# Fargo Air Museum-Super Corsair



## jhamlin (May 14, 2005)

I just moved to North Dakota to go to school at UND in Grand Forks to become an Air Traffic Controller. About an hour south is Fargo, and on the south end of the airport, accompanied by the North Dakota ANG's F-16s, is the Fargo Air Museum. It houses one of the finest collections of flying warbirds in the nation. The backbone, and pretty much majority, of the aircraft at the museum are owned and flown by Bob Odegaard od Kindred, ND and Gerry Beck of Wahpeton, ND. They both have individual shops in their respective hometowns, but spend plenty of time at the museum. The aircraft at the museum include an F-2G Super Corsair, 2-seat P-51D Mustang, F4U-3 Corsair, DC-3, TBM Avenger, authentic Japanese "Zero", B-25 Mitchell, P-40 Warhawk.
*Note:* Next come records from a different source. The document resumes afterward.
PR #1236, opened 2022-08-17
Fix macOS compiler errors when sysdir.h is not available

dpogue:
Technically, the issue here is the `__builtin_available` on compilers that don't support it (such as gcc), but we can effectively mask it by only running the `__builtin_available` check if we actually need to (when sysdir.h is found).

### DIFF
--- a/Sources/Plasma/CoreLib/plFileSystem.cpp
+++ b/Sources/Plasma/CoreLib/plFileSystem.cpp
@@ -60,12 +60,9 @@ You can contact Cyan Worlds, Inc. by email legal@cyan.com
 #   include <unistd.h>
 #endif
 
-#if HS_BUILD_FOR_APPLE
-#   if defined(__has_include)
-#     if __has_include(<sysdir.h>)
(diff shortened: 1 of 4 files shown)


Sources/Plasma/CoreLib/plFileSystem.cpp
```diff
@@ -64,6 +64,7 @@ You can contact Cyan Worlds, Inc. by email legal@cyan.com
 #   if defined(__has_include)
 #     if __has_include(<sysdir.h>)
 #       include <sysdir.h>
+#       define HAS_SYSDIR
```
Hoikas, line 67: CoreLib is using unity build, so this define may leak out into other TUs. It might be better to move the sysdir detection out to CMake or test for if `__builtin_available()` functions in CMake.

dpogue: Testing for `__builtin_available()` with CMake is probably the right approach

Hoikas (approved):

PR #1396, opened 2023-05-27
Simplify a few bits of `plUnifiedTime`

dgelessus:
Simplifies some code to make it easier to follow, reduces use of platform-dependent APIs, and removes bits that were entirely unused (notably 500 lines of date/time string parsing code). This *should* make no functional difference.


Sources/Plasma/PubUtilLib/plUnifiedTime/plUnifiedTime.cpp
```diff
@@ -171,7 +104,20 @@ void plUnifiedTime::SetSecsDouble(double secs)
...
+
+#if defined(HS_BUILD_FOR_APPLE)
+    // timespec_get is only supported since macOS 10.15,
+    // but clock_gettime exists since macOS 10.12.
+    int res = clock_gettime(CLOCK_REALTIME, &ts);
+    hsAssert(res == 0, "clock_gettime failed");
+#else
+    int res = timespec_get(&ts, TIME_UTC);
+    hsAssert(res != 0, "timespec_get failed");
+#endif
```
dpogue, line 117: In theory we can use `__builtin_available(macOS 10.15, *)` to do runtime detection here, but the ifdefs are going to get ugly...

```cpp
#ifdef HS_BUILD_FOR_APPLE
#   include <AvailabilityMacros.h> // For MAC_OS_X_VERSION_MIN_REQUIRED
#endif

#ifdef HS_BUILD_FOR_APPLE
    #ifdef HAVE_BUILTIN_AVAILABLE
        #if MAC_OS_X_VERSION_MIN_REQUIRED >= 101500
        // timespec_get only available in macOS 10.15 and newer
        if (__builtin_available(macOS 10.15, iOS 13.0, *) {
            int res = timespec_get(&ts, TIME_UTC);
            hsAssert(res != 0, "timespec_get failed");
        } else
        #endif
        #if MAC_OS_X_VERSION_MIN_REQUIRED >= 101200
        // fallback to clock_gettime on macOS 10.12 and newer
        if (__builtin_available(macOS 10.12, iOS 10.0, *) {
            int res = clock_gettime(CLOCK_REALTIME, &ts);
            hsAssert(res == 0, "clock_gettime failed");
        } else
        #endif
    #endif
    {
        // Fall back to gettimeofday :(
        // In which case, we actually need to provide our own timespec struct too
        struct timeval tv;
        int res = gettimeofday(&tv, nullptr);
        hsAssert(res == 0, "gettimeofday failed");

        ts.tv_sec = tv.tv_sec;
        ts.tv_nsec = tv.tv_usec * 1000;
    }
#else
    int res = timespec_get(&ts, TIME_UTC);
    hsAssert(res != 0, "timespec_get failed");
#endif
```

Just flagging that timespec is only available on macOS 10.9 and newer

dgelessus: I don't think we need runtime detection here - as far as I can tell, `timespec_get` and `clock_gettime` do the same thing, just with a slightly different function signature.

If you're interested in very old OS X compatibility (because of PowerPC or something), I would simply make the Mac branch use `gettimeofday` all the time. `plUnifiedTime` only stores microseconds, so we don't care about the extra precision from `struct timespec`. I switched to that just because it's natively supported by all relatively modern platforms.

> Just flagging that timespec is only available on macOS 10.9 and newer

Where do you see that? `struct timespec` itself exists as far back as Mac OS X **10.2** (I don't have any older headers easily available). The functions for getting the current time with that precision were only added much later though.

dpogue: > Where do you see that? `struct timespec` itself exists as far back as Mac OS X **10.2** (I don't have any older headers easily available). The functions for getting the current time with that precision were only added much later though.

Interesting, I was going based on https://developer.apple.com/documentation/kernel/timespec which says 10.9

dgelessus: That's the kernel API documentation - that usually matches the userspace, but I wouldn't trust it. For some reason, Apple doesn't have a proper documentation page for `struct timespec` (or many other Unix APIs).

Either that or Apple is giving inaccurate version numbers for old APIs, like how current Microsoft docs claim that very old Windows APIs only exist since Windows 2000.

Hoikas:
We will probably merge this once the conflicts are corrected.

dgelessus:
Done, thanks for the reminder 🙂

Hoikas (approved):

PR #1397, opened 2023-06-03
Prepare supporting additional languages

dgelessus:
Technical improvements to allow introducing new languages gradually and without breaking anything. Specifically:

* Fixed various issues in code that iterates over all defined languages.
* Added a list of "usable" languages that work well enough for normal play. For now, these are all the languages that were already selectable on the login screen (English, French, German, Spanish, Italian). All other languages (e. g. Japanese) are not considered "usable" and can only be used with an internal client.
* Added language definitions for Dutch, Russian, Polish, and Czech. This matches Myst V's internal language list and the definitions should be fully compatible. These languages are not marked as "usable", because they have no translations (though some Russian translations have already been submitted in H-uru/moul-assets#235).

Standard disclaimer: I cannot test changes to the Max plugin beyond "it compiles".


dgelessus:
@Hoikas When you have the time, could you pull this PR into TrollLand? It would help with testing H-uru/moul-assets#235. I think this PR has a small conflict with my other PR #1379 though - not sure if that will cause issues for you...

Sources/Plasma/FeatureLib/pfConsole/pfConsoleCommands.cpp
```diff
@@ -2431,27 +2431,20 @@ PF_CONSOLE_CMD(App,
...
-        plLocalization::SetLanguage(plLocalization::kGerman);
-    else if (stricmp(params[0], "spanish") == 0)
-        plLocalization::SetLanguage(plLocalization::kSpanish);
-    else if (stricmp(params[0], "italian") == 0)
-        plLocalization::SetLanguage(plLocalization::kItalian);
-    else if (stricmp(params[0], "japanese") == 0)
-        plLocalization::SetLanguage(plLocalization::kJapanese);
-
+    for (const auto &lang : plLocalization::GetAllLanguages()) {
+        if (plLocalization::GetLanguageName(lang).compare_i(params[0]) == 0) {
```
dpogue, line 2443: How would we feel about ISO language codes (i.e., `en`, `fr`, `de`, `it`, `es`, etc.) rather that names? That would open us to support region-specific localizations (such as spelling "Neighbourhood" properly in `en-GB`)

Although I guess that complicates the .loc files too, eh?

Hoikas:
[3f17917](https://github.com/H-uru/Plasma/pull/1397/commits/3f1791757182cc9a3912598e30b5de2f62d00b52) is now on TL.

Sources/Plasma/FeatureLib/pfConsole/pfConsoleCommands.cpp
dgelessus: Ideally we would use standard language codes everywhere instead of custom names, yeah. Migrating the existing .loc files would be quite painful though - it would be a big incompatible change to all existing content, which would break open PRs and require changes to other tools like Korman.

Sources/Plasma/FeatureLib/pfConsole/pfConsoleCommands.cpp
```diff
@@ -2431,27 +2431,20 @@ PF_CONSOLE_CMD(App,
...
-    else if (stricmp(params[0], "german") == 0)
-        plLocalization::SetLanguage(plLocalization::kGerman);
-    else if (stricmp(params[0], "spanish") == 0)
-        plLocalization::SetLanguage(plLocalization::kSpanish);
-    else if (stricmp(params[0], "italian") == 0)
-        plLocalization::SetLanguage(plLocalization::kItalian);
-    else if (stricmp(params[0], "japanese") == 0)
-        plLocalization::SetLanguage(plLocalization::kJapanese);
-
+    for (const auto &lang : plLocalization::GetAllLanguages()) {
```
Hoikas, line 2442:
```suggestion
    for (const auto& lang : plLocalization::GetAllLanguages()) {
```

Sources/Plasma/FeatureLib/pfLocalizationMgr/pfLocalizationDataMgr.cpp
```diff
@@ -547,12 +538,13 @@ void LocalizationDatabase::IVerifyElement(const ST::string &ageName, const ST::s
...
 
-    for (const auto& language : languageNames)
-    {
-        if (theElement.find(language) == theElement.end())
-        {
+    for (auto lang : plLocalization::GetAllLanguages()) {
+        if (
+            plLocalization::IsLanguageUsable(lang)
+            && theElement.find(plLocalization::GetLanguageName(lang)) == theElement.end()
+        ) {
```
Hoikas, line 545: This is difficult to parse, IMO.

Sources/Plasma/PubUtilLib/plResMgr/plLocalization.cpp
```diff
@@ -45,41 +45,51 @@ You can contact Cyan Worlds, Inc. by email legal@cyan.com
...
-
-const ST::string plLocalization::fLangNames[] =
-{
-    ST_LITERAL("English"), // kEnglish
-    ST_LITERAL("French"),  // kFrench
-    ST_LITERAL("German"),  // kGerman
-    ST_LITERAL("Spanish"), // kSpanish
-    ST_LITERAL("Italian"), // kItalian
-    ST_LITERAL("Japanese") // kJapanese
+const std::array<std::set<ST::string>, plLocalization::kNumLanguages> plLocalization::fLangCodes = {{
```
Hoikas, line 69: Why not an array of `std::unordered_set`?

Sources/Plasma/PubUtilLib/plResMgr/plLocalization.cpp
```diff
@@ -112,70 +122,69 @@ plFileName plLocalization::GetLocalized(plFileName const &name)
...
-    {
-        for (int j=i; j<kNumLanguages; j++)
-        {
-            if (tagLocs[sortedTagLocs[i]] > tagLocs[sortedTagLocs[j]])
-                sortedTagLocs[i]^=sortedTagLocs[j]^=sortedTagLocs[i]^=sortedTagLocs[j]; // swap the contents (yes, it works)
-        }
-    }
-    // now sortedTagLocs has the indexes of tagLocs sorted from smallest loc to highest loc
+
+    std::sort(sortedLangs.begin(), sortedLangs.end(), [&](auto a, auto b) {
```
Hoikas, line 167:
```suggestion
    std::sort(sortedLangs.begin(), sortedLangs.end(), [&tagLocs](auto a, auto b) {
```

We prefer capture by name.

Sources/Plasma/PubUtilLib/plResMgr/plLocalization.cpp
dgelessus: It was already an ordered `std::set` before, so I kept it that way. Looks like nothing relies on the order though, so it should be safe to change to `std::unordered_set`.

Sources/Plasma/FeatureLib/pfLocalizationMgr/pfLocalizationDataMgr.cpp
dgelessus: I can pull `plLocalization::GetLanguage(lang)` out into a variable I suppose?

Hoikas (approved):
This LTGM, but I'll hold off if you're still waiting on some Russian strings.

dgelessus:
Russian translations of strings added now.

As mentioned in https://github.com/H-uru/moul-assets/pull/237#pullrequestreview-1489103395, there are still problems with Cyrillic text in journals, but I can also fix those separately later (if they're even caused by a code bug at all).

dgelessus:
> problems with Cyrillic text in journals

For reference, these are tracked in #1403 and fixed in #1405. The underlying problem was unrelated to this PR or the Russian/Cyrillic fonts.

If anyone has more pictures from the museum, please post them.


----------



## cheddar cheese (May 15, 2005)

Nice....even if that DC-3 _does_ look a little silly


----------



## P38 Pilot (Jul 19, 2005)

They all look great! Especially the P40 and B25! I got these pictures from a military park in Georiga!


----------



## evangilder (Jul 19, 2005)

Nice!


----------



## Nonskimmer (Jul 19, 2005)

Very!


----------



## P38 Pilot (Jul 19, 2005)

Thanks guys! The ironic thing is that the B-29 that served in the Pacific and flew through a monsoon with only two engines working is now home too the little birds that nest within and outside of it.


----------



## cheddar cheese (Jul 20, 2005)

Nice pics! But in future please warn me when B-29 pictures are coming up


----------



## bfwilly109 (Aug 15, 2007)

Yeah i live in fargo my favorites are the p-40 and the P-51D


----------



## Konigstiger205 (Aug 15, 2007)

Great pics and the planes are looking great.


----------



## timshatz (Aug 15, 2007)

Good shots.


----------